• [Problem requirements] Among the entries below, copy every line that carries the word "buffers".

• [Records for this exercise]
PR #1343, opened 2016-04-15
[patch] Add fix to deal with buffers correctly in association cloning

philcaonz:
When populating, buffers are not cloned correctly with the default lodash cloneDeep function.


ftechz:
Fixed title!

• [Answer space]
[patch] Add fix to deal with buffers correctly in association cloning
When populating, buffers are not cloned correctly with the default lodash cloneDeep function.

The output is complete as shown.